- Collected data
-- Opening Marker --

PR #1444, opened 2019-02-20
Assignment 4/5 Submission

vmedina1014:


vmedina1014:
Assignment 4 submission

students/V_Medina/lesson_04/mailroom_2.py
```diff
@@ -0,0 +1,97 @@
...
+
+if __name__ == "__main__":
+    donors = {
+        'Victor': [100, 20, 30],
+        'John': [12],
+        'Kevin': [91, 32],
+        'Kelly': [5, 21],
+        'Matt': [75, 20],
+        'Josh': [31, 3],
+        'Micah': [120]}
```
natasha-aleksandrova: 👍

students/V_Medina/lesson_04/mailroom_2.py
```diff
@@ -0,0 +1,97 @@
...
+    # initial request
+    response = input('Do you want to: "Send a Thank you", "Create a Report", "Send letters to everyone" or "quit"? ')
+
+    response_func_dict = {'send a thank you': send_thank_you,
+                          'create a report': create_report,
+                          'send letters to everyone': send_letters,
+                          'quit': sys.exit}
```
natasha-aleksandrova: 👍 (nice job on mapping to `sys.exit`

students/V_Medina/lesson_04/mailroom_2.py
```diff
@@ -0,0 +1,97 @@
...
+    while response != 'quit':
```
natasha-aleksandrova: this check is redundant since you're already mapping "quit" to `sys.exit`; it should look more like this:
```
while True:
    response = input("...")
    response_func_dict[response]()
```
that's it!

students/V_Medina/lesson_04/mailroom_2.py
```diff
@@ -0,0 +1,97 @@
...
+    :param donors: dictionary
+        Dictionary of donor names with a value of a list of donation amoounts
+    :return: None
+        function writes out text files. No return is needed
+    """
+    for donor in donors:
+        with open(str(donor) + '.txt', 'w') as file:
+            file.write('Dear {},\n\nThank you for your very kind donation of ${}!\n\nSincerely,\n -The Team'.
+                       format(donor, donors[donor][-1]))
+        file.closed
```
natasha-aleksandrova: this is not needed

students/V_Medina/lesson_04/mailroom_2.py
```diff
@@ -0,0 +1,97 @@
...
+    return None
```
natasha-aleksandrova: no need to return None

students/V_Medina/lesson_04/mailroom_2.py
```diff
@@ -0,0 +1,97 @@
...
+        donor_report[donor] = dict(total_donation=sum(donors[donor]), num_donations=len(donors[donor]),
+                                   avg_donation=sum(donors[donor]) / len(donors[donor]))
+    print(donor_report)
+    print('Donor Name      | Total Given |   Num Gifts  | Average Gift')
+    print('------------------------------------------------------------')
+    for donor in donor_report:
+        print('{:<15} ${:>13} {:>14} ${:>13,.2f}'.format(donor, donor_report[donor]['total_donation'],
+                                                         donor_report[donor]['num_donations'],
+                                                         donor_report[donor]['avg_donation']))
+    return None
```
natasha-aleksandrova: * no need to `return None` 
* I don't see sorting feature here? please add the missing feature.

students/V_Medina/lesson_04/mailroom_2.py
```diff
@@ -0,0 +1,97 @@
...
+        donor = name
+    else:
+        donors[name] = []
+        donor = name
+
+    donation_amount = int(input('Donation Amount? '))
+    donors.get(donor).append(donation_amount)
+    print(donors)
+    print('Thank you {} for your generous donation of {} dollars!'.format(donor, donation_amount))
+    return donors
```
natasha-aleksandrova: this function should not return anything here

students/V_Medina/lesson_04/mailroom_2.py
vmedina1014: what if the function requires a parameter such as the donors dictionary in my case?

vmedina1014:
I think i made the edit. Let me know if i still need any action on my end.

Thanks

students/V_Medina/lesson_04/mailroom_2.py
natasha-aleksandrova: In your case it actually isn't required which is why I omitted it. Your `donors` dictionary is accessible in your functions globally.

There are certainly other cases (other type programs) that could require an argument passed just not in this particular case.

natasha-aleksandrova:
If you look at files changed tab it still shows deleted file.

this is the commit:
https://github.com/UWPCE-PythonCert-ClassRepos/Self_Paced-Online/pull/1444/commits/1f7efb7edeaf2decd339bdaefd3e8a19f837b888

did you do these steps?:
https://help.github.com/en/articles/syncing-a-fork

if you did then it looks like you might have explicitly deleted the file.

vmedina1014:
Yes i did. So am I all set with that pull request?

natasha-aleksandrova:
The PR still includes a file deletion in another student in folder, you can see that in Files Changed tab.

Normally I would not merge this without fixing your issue however this student is no longer active so I'm ok with that.

PR #1445, opened 2019-02-20
Added files for lesson05

ethanenguyen:
Please see exce3pt_exercise.py and mailroom03.py files for lesson05.   For mailroom03 exercise, I implemented the try catch logic to handle bad user's input for string name and numeric amount.  I can't find anywhere to implement the list comprehension.   I'm using dict to store donor's name and donation and I only print the key and values.

### DIFF
--- a/students/ethan_nguyen/lesson05/mailroom3.py
+++ b/students/ethan_nguyen/lesson05/mailroom3.py
@@ -1,0 +1,113 @@
+
+import sys, os
+
+#create a donor_db as a dict
+donor_db = {"William Gates, III": [653772.32, 12.17],
+            "Jeff Bezos": [877.33],
+            "Paul Allen": [663.23, 43.87, 1.32],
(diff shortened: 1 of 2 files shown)


students/ethan_nguyen/lesson05/mailroom3.py
```diff
@@ -0,0 +1,113 @@
...
+    
+    print("Done!")
+
+if __name__ == "__main__":
+    
+    arg_dict = {'S':send_thank_you, 'C':create_report, 'L':send_letters}
+
+    while True:
+        response = input("Please select S for \"Send a Thank You\" C for \"Create a Report\" L for \"Send Letters\" or Q to quit >").upper()
+        arg_dict.get(response, quit_program)()
```
charlesrobison: Nice job on the added exceptions.  Regarding the comprehensions, you could try and convert the for loops, but it doesn't always make sense to add them.  This works well.

PR #1448, opened 2019-02-21
Adds solutions for Chapter 4 activities

scottebetts:


students/scottebetts/lesson04/mailroom.py
```diff
@@ -0,0 +1,118 @@
+#!/usr/bin/env python
+from time import strftime
+
+donors = [['Tim Berners-Lee', 120000.00, 3, 40000.00],
+          ['Ada Lovelace', 600.00, 2, 300.00],
+          ['Marie Curie', 1000.00, 2, 500.00],
+          ['Nicola Tesla', 20000.00, 4, 5000.00],
+          ['Hans Holbein', 300.00, 3, 100.00]]
```
natasha-aleksandrova: in lesson 4 you should be using a dictionary for the main data structure.

students/scottebetts/lesson04/mailroom.py
```diff
@@ -0,0 +1,118 @@
...
+            break
+
+
+def thanks_menu():
+    menu_selection(thanks_prompt, thanks_dispatch)
+
+
+def quit():
+    print("Quitting this menu now")
+    return "exit menu"
```
natasha-aleksandrova: I would recommend to use `sys.exit()` here instead of return statement then your main loop becomes even simpler

students/scottebetts/lesson04/mailroom.py
```diff
@@ -0,0 +1,118 @@
...
+        file_date = strftime("%Y%m%d")
+        filename_format = "{}_{}.txt"
+        donor_name = donor[0].replace(' ', '_')
+        donor_file = filename_format.format(donor_name, file_date)
+        with open(donor_file, 'w+') as outfile:
+            outfile.write(
+                "Dear {},\n "
+                "Thanks for your recent gift of ${:>.2f}, "
+                "you great big gullible maroon.".format(donor[0], donor[1]))
+            outfile.close()
```
natasha-aleksandrova: no need for `close()` - this is handled by `with` block.

PR #1449, opened 2019-02-22
Lesson 3, Mailroom Assignment Part 1

ganttArt:


students/christopher_gantt/lesson03/mailroom.py
```diff
@@ -0,0 +1,65 @@
+#!/usr/bin/env python3
+
+donor_db = [("Wassily Kandinsky", [43928.13, 131.34, 1928.0]),
+            ("Jasper Johns", [3134.43, 153.34]),
+            ("Mark Rothko", [135353.33]),
+            ("Richard Serra", [153757.87, 28457.12, 1293451.0]),
+            ("Yves Tanguy", [1534.23, 2542.19])]
```
natasha-aleksandrova: 👍

students/christopher_gantt/lesson03/mailroom.py
```diff
@@ -0,0 +1,65 @@
...
+
+prompt = "\n".join(("Type a number from the options below",
+        "1 - Send a Thank You",
+        "2 - Create a Report",
+        "3 - Quit\n"))
```
natasha-aleksandrova: nice use of `join`

students/christopher_gantt/lesson03/mailroom.py
```diff
@@ -0,0 +1,65 @@
...
+
+def thank_you():
+    thanks = True
+    while thanks == True:
```
natasha-aleksandrova: use `is` instead of `==`

`is` is used for object comparison (Ex. `is None` `is True`)

however, here you can just simplify to `while thanks:`

ganttArt: Thanks for the feedback Natasha

PR #1451, opened 2019-02-22
lesson03 exercises and assignment

bromleysj:
get_donor_summary feels to me a bit too "hacky"; I read in the directions we were to use only a data structure we've learned thus far so I used a list of lists

### DIFF
--- a/students/scott_bromley/lesson03/mailroom.py
+++ b/students/scott_bromley/lesson03/mailroom.py
@@ -1,0 +1,123 @@
+#!/usr/bin/env python3
+import datetime
+
+# prompt user to select from mailroom menu: send a thank you, create a report, or quit
+# send a thank you: allows user to select a name, adds donor if not in donor list, otherwise ask for donation
+# and thanks donor
+# create a report summarizes the donors and their donations in a table
+# quit ends the program
+
+
+def main():
+    donors = [["David Einhorn", "Mark Zuckerberg", "Seth Klarman", "Bill Ackerman"],
+                 [1800.18, 36036.36],
+                 [7272.72, 1818.18, 545454.54],
+                 [180.00, 72.72, 18.00],
+                 [324.32]]
+    menu = ("Send a Thank You", "Create a Report", "quit")
+    mailroom_open = True
+    while mailroom_open is True:
+        response = get_user_input(f"Please enter an option from the following menu: \n {menu} > ").strip()
+        if response.casefold() == "send a thank you":
+            full_name = get_user_input("Please enter the full name of a donor: > ").strip()
+            if full_name in donors[0]:
+                donation = float(get_user_input("Please enter the donation amount: > ").strip('$'))
+                donors[donors[0].index(full_name) + 1].append(donation)
+                send_thank_you(full_name, donation)
+                continue
+            else:
+                add_donor(full_name, donors)
+                continue
+        elif response.casefold() == "create a report":
+            create_report(donors)
+            continue
+        elif response.casefold() == "quit":
+            mailroom_open = False
+        else:
+            print(f"The option you entered '{response}' is invalid, please try again.")
+            continue
+
+
+def send_thank_you(full_name, donation):
+    '''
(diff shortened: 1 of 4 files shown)


students/scott_bromley/lesson03/mailroom.py
```diff
@@ -0,0 +1,123 @@
...
+# create a report summarizes the donors and their donations in a table
+# quit ends the program
+
+
+def main():
+    donors = [["David Einhorn", "Mark Zuckerberg", "Seth Klarman", "Bill Ackerman"],
+                 [1800.18, 36036.36],
+                 [7272.72, 1818.18, 545454.54],
+                 [180.00, 72.72, 18.00],
+                 [324.32]]
```
natasha-aleksandrova: alternatively you could use a list of tuples like:
```
donors = [('David E', [100, 200]), ('Mark Z', [200, 300])]
```

students/scott_bromley/lesson03/mailroom.py
```diff
@@ -0,0 +1,123 @@
...
+    mailroom_open = True
+    while mailroom_open is True:
+        response = get_user_input(f"Please enter an option from the following menu: \n {menu} > ").strip()
+        if response.casefold() == "send a thank you":
+            full_name = get_user_input("Please enter the full name of a donor: > ").strip()
+            if full_name in donors[0]:
+                donation = float(get_user_input("Please enter the donation amount: > ").strip('$'))
+                donors[donors[0].index(full_name) + 1].append(donation)
+                send_thank_you(full_name, donation)
+                continue
```
natasha-aleksandrova: you don't believe you need any of the continue statements in here

students/scott_bromley/lesson03/mailroom.py
```diff
@@ -0,0 +1,123 @@
...
+
+def main():
+    donors = [["David Einhorn", "Mark Zuckerberg", "Seth Klarman", "Bill Ackerman"],
+                 [1800.18, 36036.36],
+                 [7272.72, 1818.18, 545454.54],
+                 [180.00, 72.72, 18.00],
+                 [324.32]]
+    menu = ("Send a Thank You", "Create a Report", "quit")
+    mailroom_open = True
+    while mailroom_open is True:
```
natasha-aleksandrova: can be simplified by using `while True` and using `break` statement on line 35

students/scott_bromley/lesson03/mailroom.py
```diff
@@ -0,0 +1,123 @@
...
+    :param donors: list of donors and donations
+    :return: lists of names, totals, number of gifts, avg gift sorted by highest total
+    '''
+    if donors is None:
+        donors = []
+    totals = [float(format(sum(donations), '.2f')) for donations in donors[1:]]
+    num_gifts = [len(gifts) for _, gifts in sorted(zip(totals, donors[1:]), reverse=True)]
+    avg_gift = [float(format(sum(donations) / len(donations), '.2f')) for _, donations in sorted(zip(totals, donors[1:])
+                                                                                                 , reverse=True)]
+    names = [names for _, names in sorted(zip(totals, donors[0]), reverse=True)]
```
natasha-aleksandrova: you have 4 loops above - they can be condensed into a single loop:
```
for donor in donors:
    # compute totals, num_gifts, avg_gift

sorted_donors = # do sorting here
```
return sorted list then loop over and simply print

students/scott_bromley/lesson03/mailroom.py
```diff
@@ -0,0 +1,123 @@
...
+
+
+def add_donor(donor_name, donors=None):
+    '''
+    :param donor_name: full name of donor
+    :param donors: list of donors
+    :return: updated list of donors
+    '''
+    if donors is None:
+        donors = []
```
natasha-aleksandrova: you probably don't need these lines since you're always passing in donors --- even then you don't need to pass donors into your functions if you define the structure in the `if __name__ ==' __main__'` block

PR #1454, opened 2019-02-24
Lesson 6 Pull Request

alheadstrong:
I used pytest exclusively, rather than unittest, and pulled my previous iteration of "mailroom" into many more small testable functions. 

I checked file writing content, but not any of the user input or the sys.exit. Let me know if you'd like to see either implemented and I'll give it a go!

### DIFF
--- a/students/alheadstrong/lesson_6/test_mailroom_part4.py
+++ b/students/alheadstrong/lesson_6/test_mailroom_part4.py
@@ -1,0 +1,91 @@
+from mailroom_part4 import *
+
+
+def test_1():
+    assert is_name_list('not_list') is False
+
+
+def test_2():
+    assert is_name_list('list') is True
+
+
+def test_3():
+    assert is_name_list('') is False
+
+
+def test_4():
+    assert is_name_existing({'donor_name': 'David Sedaris'}) is True
+
+
+def test_5():
+    assert is_name_existing({'donor_name': 'daVid sedaRiS'}) is True
+
+
+def test_6():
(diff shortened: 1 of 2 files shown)


students/alheadstrong/lesson_6/test_mailroom_part4.py
```diff
@@ -0,0 +1,91 @@
+from mailroom_part4 import *
+
+
+def test_1():
+    assert is_name_list('not_list') is False
+
+
+def test_2():
```
natasha-aleksandrova: your test names should have meaningful names that are easy for the reader to know what you're testing.

for example:
```
def is_name_list_not_list
def is_name_list_a_list
def is_name_list_empty_string
```

students/alheadstrong/lesson_6/test_mailroom_part4.py
```diff
@@ -0,0 +1,91 @@
...
+
+def test_8():
+    d = {'donor_name': 'New Donor', 'donation': 456.0}
+    add_donation_to_new(d)
+    assert ddb['New Donor'] == [456.0]
+
+
+def test_9():
+    d = {'donor_name': 'New Donor', 'donation': 456.0}
+    letter = ('Dear New Donor,'
```
natasha-aleksandrova: another good pattern is to use names like actual/expected
```
def test_create_letter():
    expected = (...)
    assert create_letter(d) == expected
```
makes it really clear to the reader what the expected result is

natasha-aleksandrova:
don't forget to submit on the course website

PR #1456, opened 2019-02-25
Added lesson02 assignment series.py

bromleysj:


bromleysj:
I'm having some difficulty completing the lesson04 assignment for the
mailroom.

My problem is this: I have a bunch of lists that contain the data for the
total(sum) of donations, the average, the number of donations, and the
names.  I essentially need to sort the total donations and then each other
list based on this.
I've used a dict where the name of each donor is the key and the donations
are a list.

Here's the meat of my get_donor_summary function:

totals = [float(format(sum(donors.get(donor)), '.2f')) for donor,
donations in donors.items()]
num_gifts = [len(donors.get(donor)) for donor, donations in donors.items()]
avg_gift = [float(format(sum(donors.get(donor)) /
len(donors.get(donor)), '.2f')) for donor, donations in
donors.items()]
names = list(donors.keys())


Any help with what would be a better way to structure this data would be
greatly appreciated and help me get my week4 and 5 assignments submitted
this week.

Thanks,

Scott

PR #1459, opened 2019-02-26
Lesson 4, Mailroom Pt. 2

ganttArt:


students/christopher_gantt/lesson04/mailroom.py
```diff
@@ -0,0 +1,72 @@
+#!/usr/bin/env python3
+
+DONOR_DB = {"Wassily Kandinsky": [43928.13, 131.34, 1928.0],
+            "Jasper Johns": [3134.43, 153.34],
+            "Mark Rothko": [135353.33],
+            "Richard Serra": [153757.87, 28457.12, 1293451.0],
+            "Yves Tanguy": [1534.23, 2542.19]}
```
natasha-aleksandrova: :thumbsup:

not that this should be `donor_db` - all caps is used for constants (things that are immutable)

students/christopher_gantt/lesson04/mailroom.py
```diff
@@ -0,0 +1,72 @@
...
+
+
+def main():
+    print("Welcome to The Mailroom")
+    while True:
+        response = input(PROMPT)
+        if response == "4": 
+            print("Thank you for visiting The Mailroom")
+            break
+        if int(response)>4:
```
natasha-aleksandrova: to make this more dynamic -> `if response not in SWITCH_FUNC_DICT`

students/christopher_gantt/lesson04/mailroom.py
```diff
@@ -0,0 +1,72 @@
...
+
+
+SWITCH_FUNC_DICT = {"1": thank_you, "2": report, "3": letter_to_all}
+
+
+def main():
+    print("Welcome to The Mailroom")
+    while True:
+        response = input(PROMPT)
+        if response == "4":
```
natasha-aleksandrova: to make this even cleaner you can map optin "4" to a function that call sys.exit:
```
def quit_program():
    print("Bye!")
    sys.exit()
```

students/christopher_gantt/lesson04/mailroom.py
ganttArt: Thank you! I thought it was used for all global variables.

-- Closing Marker --

- WHAT NEEDS TO BE DONE
Wherever the string "instead" is found in the entries, copy the line it sits in.

- RESPONSE
natasha-aleksandrova: I would recommend to use `sys.exit()` here instead of return statement then your main loop becomes even simpler
natasha-aleksandrova: use `is` instead of `==`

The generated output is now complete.